Minister Plenipotentiary of Curaçao
- In office 7 June 2013 – 23 December 2016
- Monarch: Willem Alexander
- Prime Minister: Ivar Asjes Ben Whiteman
- Governor: Adèle van der Pluijm-Vrede (acting) Lucille George-Wout
- Deputy: Anthony Begina Robert Candelaria
- Preceded by: Roy Pieters
- Succeeded by: Eunice Eisden

Personal details
- Born: 15 May 1963 (age 63) Curaçao
- Party: Sovereign People

= Marvelyne Wiels =

Marvelyne Fatima Wiels (born 15 May 1963) was the Minister Plenipotentiary of Curaçao between 2013 and 2016. In that capacity she was stationed in The Hague and was a member of the Council of Ministers of the Kingdom.

==Personal life==
Wiels was born on 15 May 1963 and is the sister of the murdered politician Helmin Wiels. She is a single mother of two children.

==Minister Plenipotentiary==
Wiels has received criticism for errors in her CV, amongst others relating to a MSc title, as well as the nature of her work at ABN AMRO. Also her management of the Curaçaohuis and the representation of Curaçao in the Netherlands, which falls under her responsibility, were criticized. Criticism in the latter case was related to nepotism and harassment of her deputy. A report of the Ombudsman of Curaçao regarding the criticism resulted in a motion of the parliament of Curaçao "to immediately replace her" did not gain a majority.

During the formation of the second cabinet of Prime Minister Ben Whiteman in November 2015 the Party for the Restructured Antilles (PAR) was willing to join the coalition if Wiels would resign. Wiels' party Sovereign People declined this request. The PAR was then offered the post of deputy Minister Plenipotentiary and it joined the new governing coalition.

A fourth report on the functioning of the Curaçaohuis under Wiels was highly critical. The report, and the fact that it had not been shared yet with the Estates of Curaçao, led to coalition parties in the Second Whiteman cabinet voicing severe criticism in July 2016. The leader of the PAR, Zita Jesus-Leito, asked for the voluntary resignation of Wiels or else her dismissal by Whiteman. Wiels was succeeded by Eunice Eisden on 23 December 2016.

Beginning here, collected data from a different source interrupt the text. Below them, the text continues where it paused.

PR #780, opened 2020-03-16
Piano roll multi resize (fixes #748)

### LINKED ISSUE #748: Feature request: Change length of all selected notes
Piano roll. When I have several selected notes and edit the length with the Pencil (by dragging), the length of all selected notes should be affected/adjusted. Now only the note that I change, gets changed.

kybos:
Hi guys,
Please check this PR. I tested everything as far as possible, also the many corner cases, so I hope I did not break anything (and even corrected some bugs in the item resizing). 
Function: In piano roll, edit mode (pencil), when Ctrl is held all selected items are resized.
Thanks.

### DIFF
--- a/muse3/ChangeLog
+++ b/muse3/ChangeLog
@@ -1,3 +1,18 @@
+18.03.2020
+	- Enable multiple resizing in piano roll (#748) (kybos)
+	- Enable CTRL+Left Mouse Click item selection in edit mode in piano roll (kybos)
+17.03.2020
+	- Add more information to note tooltips in midi editors (kybos)
+	- Remove fixed track heigth from file templates, to enforce global setting (kybos)
+09.03.2020
+	- Transfer Help content to github wiki, link Manual to wiki in MusE (kybos)
+08.03.2020
+	- Fix EditPaste cursor HiDPI issue in midi editors->controller views (kybos)
+05.03.2020
+	- Fix tool cursor not changing in midi editors->controller views (kybos)
+	- Fix background color setting ignored in midi editors->controller views (kybos)
+04.03.2020
+	- Add tool context menu to Score Editor (kybos)
 28.02.2020:
     - LV2: Now shows MidiName patch names (gmsynth.lv2 for example). (Tim)
     - Added share/rdf/README to describe what's there and why.
--- a/muse3/muse/components/canvas.cpp
+++ b/muse3/muse/components/canvas.cpp
@@ -914,7 +914,11 @@ void Canvas::viewMousePressEvent(QMouseEvent* event)
                                   setCursor();
 
                                   if (supportsMultipleResize) {
-                                      selectItem(curItem, true);
+                                      if (!curItem->isSelected()) {
+                                        deselectAll();
+                                        deselect_all = true;
+                                        selectItem(curItem, true);
+                                      }
                                       if (resizeDirection == RESIZE_TO_THE_RIGHT)
                                           resizeSelected(start.x() - curItem->x() - curItem->width());
                                       else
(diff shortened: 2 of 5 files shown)


spamatica:
cool, will try it tonight

spamatica:
Did a first test. First I was stumped and saw no change at all. Looked in the code and I see it requires CTRL. Works! I suppose you wanted to preserve the old functionality though is that necessary?
When you have multiple notes selected it feels natural to me that they all are affected.

spamatica:
Ah, seems there are some side effects in the arranger. The resizing affects parts too but not in a good way. Looks OK while you are dragging but when you let go it gets a little crazy.
I wonder if there is a use case in the arranger or if we can prohibit this functionality there?

kybos:
Thanks, will check tomorrow. It’s not supposed to affect the arranger.

kybos:
> First I was stumped and saw no change at all. Looked in the code and I see it requires CTRL.

I wrote it above ;-) :
"Function: In piano roll, edit mode (pencil), **when Ctrl is held** all selected items are resized."

> I suppose you wanted to preserve the old functionality though is that necessary?

Yes, in fact I did it without CTRL first, but then thought the old behaviour should be kept for backward compatibility and consistency with the part canvas.
I can change it back if you think it's not necessary. That would allow for using Ctrl+click for selecting the items, which would be very practical in my eyes, and even consistent with the drum editor.

> seems there are some side effects in the arranger.

This should be corrected now. I did not notice it because it does not happen when in debugger, interestingly...

spamatica:
Den tis 17 mars 2020 kl 10:41 skrev kybos <notifications@github.com>:

> First I was stumped and saw no change at all. Looked in the code and I see
> it requires CTRL.
>
> I wrote it above ;-) :
>
Hehe, okay, goes to show I can't read :D

"Function: In piano roll, edit mode (pencil), *when Ctrl is held* all
> selected items are resized."
>
> I suppose you wanted to preserve the old functionality though is that
> necessary?
>
> Yes, in fact I did it without CTRL first, but then thought the old
> behaviour should be kept for backward compatibility and consistency with
> the part canvas.
> I can change it back if you think it's not necessary. That would allow for
> using Ctrl+click for selecting the items, which would be very practical in
> my eyes, and even consistent with the drum editor.
>

Sounds good to me.


> seems there are some side effects in the arranger.
>
> This should be corrected now. I did not notice it because it does not
> happen when in debugger, interestingly...
>
Wow, wierd. Some timing issue maybe?

Reminds me of the mixer, I did a bug report a while ago.
It happens to me quite often that strips do not appear there. My primary
suspect is a timing issue when MusE is under heavy load...

kybos:
OK, it's changed now as discussed.
All selected items (+current one if not selected before) are resized by default.
Ctrl+Left click toggles item selection (+Shift toggles all items of same pitch).

Can you please check again?

Later I will add the possibility to select exactly one item for editing by right mouse click, since this is not so easily possible any more (without using a keyboard shortcut to Deselect all or switching to pointer mode).

spamatica:
Seems to work now!

The only thing that is a little bit weird is if you have selected a note and then start dragging on another note that is not selected, the new note will be selected and both will be edited.

Maybe the solution is to deselect the other note(s) before starting to drag the new one, in my head that feels logical. Probably not a big issue. Otherwise it seems to work fine.

kybos:
Changed. I was wondering myself which alternative was more logical...
I will merge the PR now, OK?
Tim seems not available ATM, I hope he is well.

spamatica:
Yes, fine by me.

PR #788, opened 2020-03-21
added extend end of wave part

spamatica:
Added the ability to extend wave parts if there is more audio after.

Next up is extending to the left, which is a bit more tricky...

### DIFF
--- a/muse3/ChangeLog
+++ b/muse3/ChangeLog
@@ -1,5 +1,6 @@
 21.03.2020
     - Add shortcut (Ctrl+U) for opening synth UI for selected synth-track in arranger (rj)
+    - Added wave part extend beyond end of part if there is more wave file (rj)
 18.03.2020
 	- Enable multiple resizing in piano roll (#748) (kybos)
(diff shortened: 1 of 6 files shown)


terminator356:
Hi. What does this do exactly?
We already have the ability to extend parts to the right, AND left (Flo added that I think).
Don't forget we have those special 'arrow' graphics drawn at the right end of a part
 to indicate there is 'more content' that can be shown.

spamatica:
As far as I know it has never worked correctly, it was possible to extend
the part, but the actual audio event was not extended so it wasn't really
doing anything useful.

If I manage I'd also I'd like to change the way extension to the left
works. Applies to midi too. It isn't really extending, it is moving the
part left and making it longer. Instead the notes should stay in the spot
they were meant to be and the beginning should be extended.

Den lör 21 mars 2020 kl 23:28 skrev Tim <notifications@github.com>:

terminator356:
Right. OK Thanks. Carry on.
Good luck, keep your thinking cap on, I know there will be tricks and traps...

PR #798, opened 2020-04-19
Add Python 3 compatibility to scripts.

dfandrich:
They should now be compatible with at least Python 2.7 and Python 3.8.


terminator356:
Great stuff, thanks!
When I redesigned the Python stuff several months ago (ChangeLog 27.08.2019) I noted
 that it was mostly all converted over to be compatible with 2/3, except that "the bundled
 midi scripts ('Functions') require Python 3" (see README). I could not think of a way,
 or didn't really have the time (?), to make those scripts 2/3 compatible.

And it seems I missed these util scripts and a mistake in the launcher, eh?
Great that it should be 2/3 compatible.
Thanks again.

PR #800, opened 2020-04-26
Rj development

spamatica:
Further work after help from Tim. Seems to be working passably now.

Basically, extending parts to the left and right will reveal more data if more is available and leave the part events in the same absolute position in the song. Audio parts cannot be extended beyond the beginning of the audio event as it does not make sense.

Redrawing audio on the fly when extending to the left is not implemented as it made my brain melt.


kybos:
Good stuff, this change really makes sense.
What I noticed: There is this triangle displayed on the right end of the part when events are cut off on the right. Now with the new logic events can also be cut off on the left - shouldn't the triangle be displayed on the left end in this case? It is now displayed on the right side, and also not quite consistently - I noticed that it's not displayed at all if only the first couple of items in the part are cut off.

terminator356:
I too wondered this when looking at Robert's work, what about the left side 'triangle'...
When I added that 'triangle' thing to indicate that there are 'hidden' events
 not shown to the right, I kind of, sort of, left the door open for the left side as well,
 should the day come when we needed it (now).
I think it mostly is 'ready' but may need some further work of course.
I can help there...

terminator356:
Something else just occurred to me:
How is it possible to have events that are before a part's left border,
 when both our part and event class use unsigned ints for the tick value?
That would make it impossible to have events with negative tick values, no?

spamatica:
Yeah, that triangle, I will see if I can add it for the left side too. 

As for ticks before the left border, a bit of a corner case, you are probably right they can't be negative. It can happen though that the left has been adjusted to the right, covering up events.

spamatica:
Wave files before the start of a part is another story, that happens a lot when you cut out parts in the middle of a take. The event is usually at zero and spos (wave file offset) points to the actual position of the wave in the part so nothing is negative here either.

terminator356:
> It can happen though that the left has been adjusted to the right, covering up events.

That's the part I'm scratching my head over - how can a part's left side be 'covering'
 events when the events can't have negative ticks indicating they are before the left side?

terminator356:
Hi, Sorry for the delay here.
I have not yet tried the code or examined it, but after reviewing our existing code I
 concluded it is not possible at the moment to have events that are before the left border of a part.
Therefore the whole 'left arrow' idea is also a no-go at the moment.

This is because all timing values, both frames and ticks, currently use unsigned integers.
It may be tempting to 'subtract' values from the times so that the resulting value
 is like 0xffffffff or less, but the rest of the program will not like that, it will think those are
 legitimate time values waaay at the end of the part.

Theoretically, 32-bit unsigned integer frames gives us a maximum recording time of
 27 hours at 44100 Hz. Even Jack's own frame times are unsigned integers.
But, it is unwise to trust that the whole application and the various libraries and
 system functions that it talks to, will be able to handle the range of unsigned integers
 from 0x80000000 to 0xffffffff. Even some of our code converts to signed integers
 for very easy relative offset calculations. (Actually that is not the correct way, it IS
 possible to do such calculations while preserving the unsigned range of the target,
 but it is more complex requiring a conditional check of the offset's polarity, but it
 is a technique which I always try to use in my code, just for range completeness.)
For example: Qt pixel graphic functions use signed integers.
From that alone, it seems we can't really rely on unsigned integers.

If we make our time values unsigned, that is the most guaranteed compatible with
 all other parts of the system.
But it halves the maximum recording time (frame). We discard fully **one half** of
 Jack's maximum frame time simply because we can't display or edit the data, for example.
But again, it's questionable whether the app could **fully** correctly deal with the
 upper half of the range anyway.

Solutions:
1) For Robert's new feature, when moving a left border to the right, if any notes
would require a negative time value (meaning they _would_ be before the part's left border),
 simply 'bump' them over to the right - that is, force their time values to be zero.
Kind of destructive since the original values are lost and expanding to the left again
 will not restore them. 

2) Keep our unsigned integers, but in all critical areas that work with the values,
 treat them as signed - consistently. That is, values between 0x80000000 and 0xffffffff
 are to be treated as negative. This is a lot of work, and would just likely
 dig us into a deeper hole, because the real solution is 3:

3) Everything everywhere must be changed to use signed integers.
**Ultra-massive** job. But the 'right thing to do'.
To that end, several merges ago I created "muse_time.h" which simply has:
`typedef int64_t MuseFrame_t;`
`typedef int64_t MuseCount_t;`
I began to use it in new code but I admit, keeping to the plan has been tough,
 and I neglect it sometimes.

And finally, there is a comment in arranger.cpp, although not directly related,
 it illustrates the kind of problem we face, that everything has limits,
 and some limits impose even lower limits on seemingly wide-range values:
`// song length is limited to 10000 bars; the real song len is limited`
`// by overflows in tick computations`
`lenEntry = new SpinBox(1, 10000, 1);`

Cheers, all for now...

spamatica:
Den sön 24 maj 2020 kl 22:41 skrev Tim <notifications@github.com>:

> Hi, Sorry for the delay here.
> I have not yet tried the code or examined it, but after reviewing our
> existing code I
> concluded it is not possible at the moment to have events that are before
> the left border of a part.
> Therefore the whole 'left arrow' idea is also a no-go at the moment.
>
> Yeah, I had figured as much.

Keeping the events that are before _does_ work, though, probably only by
coincidence.
In the running session the events are still there so they will have valid
position values when the part is adjusted so they are "inside" the part
again. That could also be the reason why the triangle is displayed on the
right side, as the events will be located some 4 million frames into the
future.
When the song is stored and reloaded these events are gone..

So, waiting for the "right" fix in extending frames to signed 64bit maybe
I'll go ahead with the pull request anyway? It does improve usability in
adjusting part lengths, especially for audio parts. I'll give it some more
testing so there isn't any crashiness though.


This is because all timing values, both frames and ticks, currently use

terminator356:
I would say yes, if you're confident ;-)
Afterwards perhaps we can work on solution 1 (bumping notes to time zero)
 while the rest of the app waits for signed ints.

PR #684, opened 2025-08-25
Add extraction API

### LINKED ISSUE #675: Extraction API in Assets einbinden
**Beschreibung**

Analog zum OCR Service soll die neue API beim Upload von Files aufgerufen werden
- Erst nach erfolgreichem OCR-Durchlauf

Datenbankanpassungen: 
- Neue Tabelle `FilePage`:
  ```ts
	enum FilePageCategory {
	Text,
	Boreprofile,
	Maps,
	TitlePage,
	}

	FilePage {
	  fileId: FileId
	  pagenumber: int
	  categories: FilePageCategory[]

	}
  ```
Anpassung im `OcrStatus` und `File`:

```ts
  enum FileProcessingStage {
  Ocr,
  Extraction,
  Done
  }

  // Replaces OcrStatus, removes 'created'
  enum FileProcessingState {
    WillNotBeProcessed
    Waiting
    Processing
    Error
    Success
}

File {
...
processingStage: FileProcessingStage,
processingState: FileProcessingState
}

```

**Acceptance Criteria**

- [ ] Nach dem OCR Service wird der Extraction Service aufgerufen und die Stage und States korrekt angepasst.
- [ ] Der Service ist getestet

Tugark:
Closes #675 

* Refactored processing services to use events for dispatching (yes, events and signals _can_ be the root of all evil because they hide dependencies, but in this case, it is very isolated, contentrated and limited, so it is fine; and, as a bonus, we can easily move to proper worker queues (which would be better anyway)
* Added docker compose setup for the API - NOTE: this currently requires a manual build of the extraction api.

Open issues:
* Currently, API returns an array of extraction results, is there a reason?
* Not sure if all helm charts are properly updated
* How do we handle the deployment? I could add a feature flag with an env variable or another release branch?

DO NOT MERGE

### DIFF
--- a/libs/shared/v2/src/lib/models/asset-file.ts
+++ b/libs/shared/v2/src/lib/models/asset-file.ts
@@ -38,7 +38,7 @@ export interface AssetFile {
   lastModifiedAt: Date;
 
   /**
-   * DB: `file_processing_state`
+   * DB: `file_processing_stage`
    */
   fileProcessingStage: FileProcessingStage | null;
 


apps/server-asset-sg/src/features/assets/files/file-processors/file-ocr.service.ts
```diff
@@ -0,0 +1,61 @@
...
+
+  protected async postProcess(file: ProcessableFile, _: []): Promise<void> {
+    const data: Prisma.FileUpdateInput = {};
+
+    const metadata = await this.fileS3Service.loadMetadata(file.name);
+    if (metadata === null) {
+      this.logger.error('Processed file not found in S3', { file: file.name });
+      data.fileProcessingState = FileProcessingState.Error;
+    } else {
+      data.size = metadata.byteCount ?? 0;
```
daniel-va, line 47: Do we really want to set the file size to `0` when we don't know how large the file is? Doesn't this have the potential to overwrite correct information?

libs/shared/v2/src/lib/models/asset-file.ts
```diff
@@ -38,9 +38,36 @@ export interface AssetFile {
   lastModifiedAt: Date;
 
   /**
-   * DB: `ocr_status`
+   * DB: `file_processing_state`
```
daniel-va, line 41:
```suggestion
   * DB: `file_processing_stage`
```

daniel-va (approved):

apps/server-asset-sg/src/features/assets/files/file-processors/file-ocr.service.ts
Tugark: The information is no longer correct when we are here, but the interface allows `byteCount` to be null. So in the worst case, we have stored the "original" filesize, which is no longer valid after OCR because the file size changes.

PR #701, opened 2025-09-09
Set workflow.status to "Draft" if it does not exist (relevant for viewer)

TIL-EBP:


Tugark (commented):
Can you add a comment and reference the ticket here: https://github.com/swisstopo/swissgeol-assets-suite/issues/702

PR #711, opened 2025-09-15
Feature 677: Manuelles Bearbeiten der Seiten-Klassifizierung - Testing

daniel-va:
Part of #677.

Re-initializes the cypress e2e tests so we are able to correctly test the new classification features.


apps/server-asset-sg/src/run-command.ts
```diff
@@ -0,0 +1,26 @@
+import 'reflect-metadata';
+
+import { exit } from 'process';
+import { CommandFactory } from 'nest-commander';
+import { AppLogger } from '@/app.logger';
+import { AppModule } from '@/app.module';
+
+async function bootstrap() {
```
Tugark, line 8: As discussed today, we should add an `oh snap` early return if we - by whatever ungodly accidents - were to run this in dev, int or prod environments.

Tugark (approved):
I glanced over it, but did not go into detail. Also, it's a bit a mess because I think the branches diverged since I forced push your origin branch, I can look over it in more depth if needed if we sort that out.

But in general, I think we can merge it, and as discussed today, it is a very good starting point for extending it in the future.

PR #775, opened 2025-11-17
Hotfix: Build Sync Service

daniel-va:


TIL-EBP (approved):

apps/sync-asset-sg/tsconfig.app.json
```diff
@@ -3,7 +3,14 @@
   "compilerOptions": {
     "outDir": "../../dist/out-tsc",
     "module": "commonjs",
-    "types": ["node"]
+    "types": ["node"],
```
Tugark: Why do we need them explicitly here? They are in the baseconfig either way, no?

Tugark: Also, this module now targets `es2021`, whereas our baseconfig still has `es2015`

package.json
```diff
@@ -158,6 +158,7 @@
     "postcss": "^8.4.5",
     "prettier": "~3.6.2",
     "prettier-plugin-prisma": "^5.0.0",
+    "shx": "^0.4.0",
```
Tugark: Why is this dependency needed? I may have overlooked it, but I don't see where it is being used?

PR #875, opened 2026-02-18
Load files from S3 and store their page fulltext content into the db

### LINKED ISSUE #859: Volltextsuche: Bestehende Texte laden
**Beschreibung**
Die bestehenden Texte, die bereits via S3 verfügbar sind, müssen in die DB gespeichert werden.

**Abgrenzung**
Die Indizierung in Elasticsearch sowie die Erweiterung der Suche werden nicht in diesem Ticket, sondern in #854 implementiert.

**Acceptance Criteria**

- [ ] Die Texte/Inhalte von Files sind in der DB verfügbar.

vej-ananas:
Resolves #859


apps/server-asset-sg/src/features/assets/sync/atomic-progress.service.ts
```diff
@@ -0,0 +1,73 @@
+import fs, { rm } from 'fs/promises';
+import { Injectable, Logger } from '@nestjs/common';
+
+@Injectable()
+export abstract class AtomicProgressService<T> {
```
Tugark: I would at least narrow it to `T extends object` since that's what you pass.

The cleaner solution would be to have an empty base  interface (which is sketchy in TS, I know) like `AtomicProgressOptions`, which is used in the generic (also as default) and then extended and passed in extending classes. But since empty interfaces are problematic, narrowing it to `extends object` is fine.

A 2020 report by the Court of Audit of Curaçao (Dutch: Algemene Rekenkamer Curaçao) stated that Wiels and Prime Minister Asjes had acted unlawfully in 2015 regarding the sale of the Curaçaohuis and the buying of new property. In January 2021, coalition parties Partido MAN and Real Alternative Party called for prosecution of Wiels regarding the matter.